RECORD EXTRACTS below:
PR #1386, opened 2020-05-08
Update with constraint layout

### LINKED ISSUE #1351: Use adaptive layout for 'Redeem' activity.
Currently Redeem layout crushes the TokenScript view on certain smaller sized phone displays.

Convert the view to an adaptive one so that smaller phones still display correctly. See attached picture from Pixel 1st gen. Maybe use ConstraintLayout to build a relative view.

The relevant activity is RedeemSignatureDisplayActivity.

1a39c1ce-4504-4dc2-af3c-e2aa9decdb75

ChintanRathod:
Fixes #1351

### DIFF
--- a/app/src/main/res/layout/activity_rotating_signature.xml
+++ b/app/src/main/res/layout/activity_rotating_signature.xml
@@ -1,92 +1,88 @@
 <?xml version="1.0" encoding="utf-8"?>
-<RelativeLayout xmlns:android="http://schemas.android.com/apk/res/android"
+<android.support.constraint.ConstraintLayout xmlns:android="http://schemas.android.com/apk/res/android"
     xmlns:app="http://schemas.android.com/apk/res-auto"
     xmlns:tools="http://schemas.android.com/tools"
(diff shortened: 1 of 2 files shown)


ChintanRathod:
Output is like below. Kindly review and revert if it is as expected. I didn't work on QR code resize as it won't make too much difference except Top padding and Bottom padding. 

scrolling screen

JamesSmartCell:
Is it possible to have the view re-size the token instead? Scroll is not a good solution in this case.

JamesSmartCell:
OK it may not be possible to scale the webview. Try this: If the screen is detected to be smaller then don't display the 'present the to redeem ...' (can't remember the exact phrase, but the text that appears at the top of the screen below the title), only display the QR code at the top, then the token at the bottom of the screen - could use RelativeLayout, although ConstraintLayout would be better.

ChintanRathod:
@JamesSmartCell Replaced existing view with Constraint layout as suggested. Output is like below in Pixel 1. 

image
End of RECORD EXTRACTS.
### WHAT YOU NEED TO DO
Nothing but the lines from the one with "1a39c1ce-4504-4dc2-af3c-e2aa9decdb75" through the end of the data above should be reproduced, each exactly, both ends included.

### EXERCISE RESULT
1a39c1ce-4504-4dc2-af3c-e2aa9decdb75

ChintanRathod:
Fixes #1351

### DIFF
--- a/app/src/main/res/layout/activity_rotating_signature.xml
+++ b/app/src/main/res/layout/activity_rotating_signature.xml
@@ -1,92 +1,88 @@
 <?xml version="1.0" encoding="utf-8"?>
-<RelativeLayout xmlns:android="http://schemas.android.com/apk/res/android"
+<android.support.constraint.ConstraintLayout xmlns:android="http://schemas.android.com/apk/res/android"
     xmlns:app="http://schemas.android.com/apk/res-auto"
     xmlns:tools="http://schemas.android.com/tools"
(diff shortened: 1 of 2 files shown)


ChintanRathod:
Output is like below. Kindly review and revert if it is as expected. I didn't work on QR code resize as it won't make too much difference except Top padding and Bottom padding. 

scrolling screen

JamesSmartCell:
Is it possible to have the view re-size the token instead? Scroll is not a good solution in this case.

JamesSmartCell:
OK it may not be possible to scale the webview. Try this: If the screen is detected to be smaller then don't display the 'present the to redeem ...' (can't remember the exact phrase, but the text that appears at the top of the screen below the title), only display the QR code at the top, then the token at the bottom of the screen - could use RelativeLayout, although ConstraintLayout would be better.

ChintanRathod:
@JamesSmartCell Replaced existing view with Constraint layout as suggested. Output is like below in Pixel 1. 

image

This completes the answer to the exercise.